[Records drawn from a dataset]
---
PR #2225, opened 2024-05-29
Return TZ with DateTime GraphQL results

williamjallen:
The GraphQL API currently implicitly returns DateTime information in UTC, but this is not necessarily clear to end users, and may not be true in all cases in the future.  This PR adds time zone information to each of the DateTime values returned by the API. in accordance with ISO 8601.  In the future, we should convert all of our DateTime database columns to DateTimeTz columns.


josephsnyder (approved):
Looks good.  Project pages respect the "Nightly Start Time` zone and show data in that timezone.  `viewSubprojects,php` has no time zone information, despite it being set for the parent project.  Maybe an issue, maybe not!

zackgalbreath (approved):

PR #186, opened 2020-02-05
Release 4.0.2+176 dump + dumpread

XPila:


src/common/dump.c
```diff
@@ -0,0 +1,99 @@
...
+				f_write(&fil, (uint8_t*)(DUMP_FLASH_ADDR + addr), DUMP_BUFF_SIZE, &bw);
+			f_close(&fil);
+			return 1;
+		}
+	}
+	return 0;
+}
+
+//
+void dump_hardfault_test_0(void)
```
DRracer: keep this only for DEBUG

src/common/dump.c
```diff
@@ -0,0 +1,99 @@
...
+{
+#define test_0_var (*((volatile unsigned long *)(0x4b000000)))
+	test_0_var = 0;
+}
+
+//integer div by zero test
+void dump_hardfault_test_1(void)
+{
```
DRracer: keep this only for DEBUG

utils/dumpread/src/mapfile.cpp
```diff
@@ -0,0 +1,230 @@
...
+};
+
+// class cmapfile (encapsulates mapfile_t)
+class cmapfile : public mapfile_t
+{
+public:
+	cmapfile();
+	~cmapfile();
+	bool load(const char* fn);
+	cmapfile_mem_entry* get_mem_entry(const char* name);
```
DRracer: it is better to use stl-like names for functions like this - in this case "find"

utils/dumpread/src/mapfile.cpp
```diff
@@ -0,0 +1,230 @@
...
+
+
+// "C" interface implementation
+
+extern "C"
+{
+
+void mapfile_free(mapfile_t* pm)
+{
+    if (pm) delete ((cmapfile*)pm);
```
DRracer: no need to test if(pm), delete does nothing in case it gets a nullptr

src/common/dump.h
```diff
@@ -0,0 +1,109 @@
...
+    "    mrs r2, CONTROL        \n" /* CONTROL  */ \
+    "    str r2, [r1, #0x50]    \n" \
+    "    mrs r2, MSP            \n" /* MSP  */ \
+    "    str r2, [r1, #0x54]    \n" \
+    "    mrs r2, PSP            \n" /* PSP  */ \
+    "    str r2, [r1, #0x58]    \n" \
+    "    str r3, [r1, #0x5c]    \n" /* lrexc  */\
+)
+
+//#define DUMP_SNAPSHOT_TO_XFLASH() { DUMP_REGS_GEN_SNAPSHOT(); dump_to_xflash(); }
```
DRracer: is it necessary to keep this commented line?

PR #227, opened 2020-02-17
Make Ethernet option

michalrudolf:
A3IDES-631
Make macro BUDDY_ENABLE_ETHERNET dependent on BUDDY_ENABLE_WUI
---
All lines in the entries above that hold the word "class" need to be copied.

+// class cmapfile (encapsulates mapfile_t)
+class cmapfile : public mapfile_t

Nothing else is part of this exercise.